Data for review: Begin

PR #100, opened 2023-07-31
Try-catch

kklingenberg:
This PR adds the `try <f> catch <e>` syntax. It's still very much a work in progress.

- [x] Implement syntax
- [x] Add tests
- [x] Add benchmarks


jaq-core/src/error.rs
```diff
@@ -56,6 +56,15 @@ pub enum Error {
...
 
+impl Error {
+    /// Convert an error into a Val, to be used for `catch`
+    /// expressions.
+    pub fn as_val(&self) -> Val {
+        // TODO: make it better, Jude
+        Val::Null
+    }
+}
+
```
01mf02, line 67: You should not need this function; just use to_string().

jaq-core/src/filter.rs
```diff
@@ -204,6 +205,26 @@ impl<'a> FilterT<'a> for Ref<'a> {
...
+                        stream = if let Some(catch_filter) = catch_ {
+                            w(catch_filter).run((ctx.clone(), e.as_val()))
+                        } else {
+                            Box::new(std::iter::empty())
+                        };
+                        stream.next()
+                    }
+                    Some(y) => Some(y),
+                };
+                Box::new(std::iter::from_fn(step))
```
01mf02, line 226: You could drastically simplify your implementation by following the approach for the pipe operator `Ast::Pipe(l, false, r)`; that is, using `flat_map`.

01mf02:
Wow, I did not expect you working on this!
Just be careful with parsing try/catch, and be sure to test for nested try/catch expressions as well as what happens when you pass non-atomic expressions (e.g. f | g, 1 + 2) in try or catch.

jaq-core/src/error.rs
01mf02: "[The movement you need is on your shoulder](https://genius.com/983074/The-beatles-hey-jude/The-movement-you-need-is-on-your-shoulder)" -- damn those Beatles!

kklingenberg: What about the `Error::Val` case? I think we need this to work and yield `true`:` `try error(1) catch . + 1 == 2`. Anyway, I see that even then the `match` can simply be moved to the parser; I'll do that for now.

jaq-core/src/filter.rs
kklingenberg: I tried this, but failed in the following way: I need the error emitted inside the `try_` expression to short-circuit its stream. Flat-mapping doesn't allow that (meaning: I couldn't get that to work). That's why I wrote it the way I'd write it with the `stream!` macro and `yield`s: using the closest thing I could find which was `std::iter::from_fn`. I haven't pushed the `flat_map` version of this because of this test:

```text
$ jq -n 'try fma(2,3;1,1;1,"foo",2) catch .'
3
4
3
4
"string (\"foo\") number required"
```

Vs. my flat-mapping version:

```text
$ target/release/jaq.exe -n 'try fma(2,3;1,1;1,"foo",2) catch .'
3.0
"cannot use \"foo\" as float"
4.0
3.0
"cannot use \"foo\" as float"
4.0
4.0
"cannot use \"foo\" as float"
5.0
4.0
"cannot use \"foo\" as float"
5.0
```

jaq-core/src/filter.rs
```diff
@@ -37,6 +37,7 @@ pub enum Ast {
     Comma(Box<Self>, Box<Self>),
     Alt(Box<Self>, Box<Self>),
     Ite(Box<Self>, Box<Self>, Box<Self>),
+    TryCatch(Box<Self>, Option<Box<Self>>),
```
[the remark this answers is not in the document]
kklingenberg: Another instance of my lack of experience with large codebases :(

The `empty` filter is defined in `jaq-native`, which imports `jaq-core`. I need to provide `empty` in `lir.rs` in `jaq-core` (as far as I can tell). So that leaves me in a circular imports situation 😬 I can obviously simply provide the inline implementation of `empty`, which would be anti-DRY.

So humm, how would you proceed here? Should I make the `empty` filter an export of `jaq-core` somehow? That also sounds wrong

kklingenberg:
> [...] as well as what happens when you pass non-atomic expressions (e.g. f | g, 1 + 2) in try or catch.

What a can of worms this ended up being haha. Consider this:

```text
$ jq -n 'try "a" | error'
```
No error there. However:

```text
$ jq -n 'try "a" | error catch .'
jq: error: syntax error, unexpected catch, expecting $end
```

gojq is a bit more sane, and I'd consider it the canonical implementation on this:

```text
$ gojq -n 'try "a" | error'
gojq: error: a
```

And with the `catch`:

```text
$ gojq -n 'try "a" | error catch .'
gojq: invalid query: try "a" | error catch .
```

All of that weirdness goes away with parentheses. Still, the current state of this PR is incorrect in these regards. I'll try to give it another try tomorrow.

jaq-core/src/error.rs
01mf02: A potential test: `try (0|.[]) catch .`.

jaq-core/src/filter.rs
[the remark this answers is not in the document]
01mf02: Oh, I forgot that empty was not defined inside the core. My bad.
So we have two options: 
1. we could keep the Option the way you did
2. we could introduce `Ast::empty` the way it is already done with `Ast::recurse0`, simply yielding `[]|.[]`. That way, we could also remove Option from `Ast::Arr` to make construction of non-empty arrays faster, but making empty arrays slower.
What do you think?

jaq-core/src/filter.rs
01mf02: Another good catch.
How about putting a `take_while` before the `flat_map`?

01mf02:
> All of that weirdness goes away with parentheses.

I still consider it a historical error that try/catch is not terminated with `end` like if-then-else.

Anyway, good luck with parsing this in a sensible way. :)

01mf02:
I agree that the gojq approach is more sane. I would implement that.

jaq-core/src/filter.rs
kklingenberg: That's almost what I need. `take_while(Result::is_ok)` stops the first stream, but I need the non-ok value to feed into the `catch` filter. How do I do that? My google-fu is lacking.

My first attempt was including the "store the error in a mutable variable" part inside the closure for `take_while`, but then I hit the next wall: for the value to change I'd need to consume the first stream, which is a no-go considering streams might be infinite.

This does look like something that's already implemented in, say, Haskell's Data.List. Something like `take_while_then_chain_feeding_the_first_non_conformant_value(f)`.

jaq-core/src/filter.rs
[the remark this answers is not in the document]
kklingenberg: I'll take a stab at number 2. Thanks!

jaq-core/src/filter.rs
01mf02: Oh and there is another reason: d) I consider it an implicit design principle of jq to always use as many values as possible. That is, jq should not simply discard parts of a stream. To me, it feels that the semantics of `?`  and try/catch violate this principle.

01mf02: Furthermore, I would merge Try and TryCatch, because the former is a special case of the latter. For brevity, I would just call the whole thing `Try`.

kklingenberg: I'll follow your pointers. Still, just to try to justify jq's behaviour, I believe the short-circuiting is what enables this: <https://jqlang.github.io/jq/manual/#breaking-out-of-control-structures>. However, right after introducing the trick, the manual describes the keyword `break` which does the same thing natively.

01mf02: > However, right after introducing the trick, the manual describes the keyword `break` which does the same thing natively.

Yes, and I consider this explicit way of breaking the canonical way to do this example. I wouldn't be opposed, by the way, to implementing label/break, in contrast to implicit shortcutting in try/catch. But I believe that it will be a bit tricky.

jaq-core/src/filter.rs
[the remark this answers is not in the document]
01mf02: To make things easier for you, I implemented empty in be71aad.

kklingenberg:
I just applied the don't-break-out-of-streams criterion, and _tried_ (he he) to follow the gojq parser but I fear I ended up breaking everything in the parser. Tests pass though, so there's some hope.

Please do tell me if you'd rather take over from here. I initially thought this was low-hanging fruit, but now I'm starting to lose confidence. Also, the `label` / `break` feature looks frightening now, so I'll pass on that.

kklingenberg:
FYI, the current state of this PR performs quite poorly. These are the numbers, from a windows machine with an Intel i5 7400 (which is 6 years old):

| Benchmark | n | target/release/jaq | jq | gojq |
| ------------ | ------: | --------: | ---------: | ----------: |
| try-catch | 1048576 | 2.728 | 6.441 | 0.539 |

jaq-parse/src/filter.rs
```diff
@@ -46,6 +46,16 @@ where
...
+fn try_catch<P>(filter: P) -> impl Parser<Token, Spanned<Filter>, Error = P::Error> + Clone
+where
+    P: Parser<Token, Spanned<Filter>, Error = Simple<Token>> + Clone,
+{
+    let try_ = just(Token::Try).ignore_then(filter.clone().map(Box::new));
+    let catch_ = just(Token::Catch).ignore_then(filter.map(Box::new));
+    try_.then(catch_.or_not())
+        .map_with_span(|(try_, catch_), span| (Filter::TryCatch(try_, catch_), span))
+}
+
```
01mf02, line 58: Looks good!

jaq-parse/src/filter.rs
```diff
@@ -230,6 +242,7 @@ pub fn filter() -> impl Parser<Token, Spanned<Filter>, Error = Simple<Token>> +
         path.map_with_span(|(f, path), span| Filter::path(f, path, span)),
         fold(with_comma.clone()),
         if_then_else(with_comma.clone()),
+        try_catch(sans_comma_pipe.clone()),
```
01mf02, line 245: Couldn't you just use `path` instead of `sans_comma_pipe` here?
Consider the following example:

~~~
$ jq -n 'try (try 0["0"] + 1["1"]) catch .'
"Cannot index number with string \"1\""
~~~

Here you can see that jq does not capture the addition in the inner try block, but if I understand your implementation correctly, it would capture the addition.

jaq-core/src/filter.rs
```diff
@@ -178,7 +178,13 @@ impl<'a> FilterT<'a> for Ref<'a> {
                             .map(Val::obj)
                     }),
             ),
-            Ast::Try(f) => Box::new(w(f).run(cv).filter(|y| y.is_ok())),
+            Ast::Try(f, c) => Box::new(w(f).run((cv.0.clone(), cv.1)).flat_map(move |y| {
+                if let Err(e) = y {
+                    w(c).run((cv.0.clone(), e.as_val()))
+                } else {
+                    box_once(y)
+                }
```
01mf02, line 186: `map_or_else`?

01mf02:
> Please do tell me if you'd rather take over from here. I initially thought this was low-hanging fruit, but now I'm starting to lose confidence.

Don't worry, this is coming along fine.
I know that parsing this may not look easy, but perhaps with my feedback on your parsing code, we can make things work.

> Also, the `label` / `break` feature looks frightening now, so I'll pass on that.

Totally understandable. :) I would not venture into this myself until there is some significant demand for this feature.

README.md
```diff
@@ -641,6 +641,23 @@ it requires completely separate logic from `foreach/2` and `reduce`
...
+loops
+([here](https://jqlang.github.io/jq/manual/#breaking-out-of-control-structures)). jaq
+however doesn't interrupt the `f` stream, but instead sends _each_
+error value emitted to the `g` filter; the result is a stream of
+values emitted from `f` with values emitted from `g` interspersed
+where errors ocurred.
+
+```jq
+[try (1, error(2), 3, error(4)) catch .] == [1, 2, 3, 4]
+```
```
01mf02, line 658: I would clarify that this output is from jaq, and I would also include the output of jq for the same example and mark it accordingly.

01mf02:
> EDIT (linux testing): Tried it after compiling agains glibc on linux, and performance is somewhat different w.r.t. to jq and gojq:
> Benchmark 	n 	target/release/jaq 	jq 	gojq
> try-catch 	1048576 	0.332 	0.865 	0.436

To interpret these numbers, can you include the results of the other benchmarks as well (at least one that also generates a large sequence of numbers)?
Also, which version of jq did you use? I sometimes measured significant differences between jq 1.6 and the newest version on GitHub. 

> Weirdly, gojq reports _less real time than user time_ on this example, and beats jaq on real time as well (the numbers above are user time as per `bench.sh`). I didn't know that was possible, unless gojq uses parallel execution (which would be very cool). Anyway, for all of this to be meaningful I'd have to test the state of jaq before this PR as well. ~I'll try to do that soon.~ Which is impossible with the try-catch example since before this PR try-catch wasn't implemented.

Ah, benchmarking. The ultimate rabbit hole. :)
I wouldn't worry too much about this right now, because I don't think we can significantly speed this up anyway.

kklingenberg:
> can you include the results of the other benchmarks as well?

Will do once I get back to the linux machine, later tonight (or tomorrow, depending on timezone). Thank you for the inputs!

jaq-parse/src/filter.rs
kklingenberg: Indeed! I somehow thought that the only infix operators excluded were comma and pipe. Silly me, but also maybe I got distracted by the weird "pipe error" case in jq. Hopefully this unwinds all the damage I did in the parser 😅

01mf02:
I have thought a bit about this and I think that try/catch should actually capture any expression that is not a binary operation. This also includes the question mark operator and negation:

~~~
$ jq -n 'try 0[0]? catch .'
$ jq -n 'try -"a" catch .'
"string (\"a\") cannot be negated"
~~~

So I think that you could go with the following:

~~~
let neg = neg(try_).boxed();
let try_catch = try_catch(neg);
~~~

And then use try_catch instead of neg afterwards.
This way, you also shouldn't need to define a new recursive parser.

I do apologize by the way for the suboptimal naming of variables in the parser. This might have led to some confusion, for example `named`.

kklingenberg:
> So I think that you could go with the following:

This causes the following test to fail at the parsing phase:

```jq
try try {}[0] catch {}[1] catch .
```

This test has helped me _catch_ (he he) many a parsing mistake. Still, thanks for pointing out the prefix and postfix operation cases. I'll add them as tests.

01mf02:
Thanks again for all your efforts!
(I took the liberty to refine the parser a bit in https://github.com/01mf02/jaq/pull/100/commits/9a37978867cc23c25dbda593bad5402c71397ff9.)
Have a good weekend! :)

01mf02:
> This causes the following test to fail at the parsing phase:

You were right. Thank you for spotting this.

Data for review: End

● **How to complete this task**
Find the lines in the data that include "feature", then copy each of them.

● **Answer to this exercise**
Please do tell me if you'd rather take over from here. I initially thought this was low-hanging fruit, but now I'm starting to lose confidence. Also, the `label` / `break` feature looks frightening now, so I'll pass on that.
> Also, the `label` / `break` feature looks frightening now, so I'll pass on that.
Totally understandable. :) I would not venture into this myself until there is some significant demand for this feature.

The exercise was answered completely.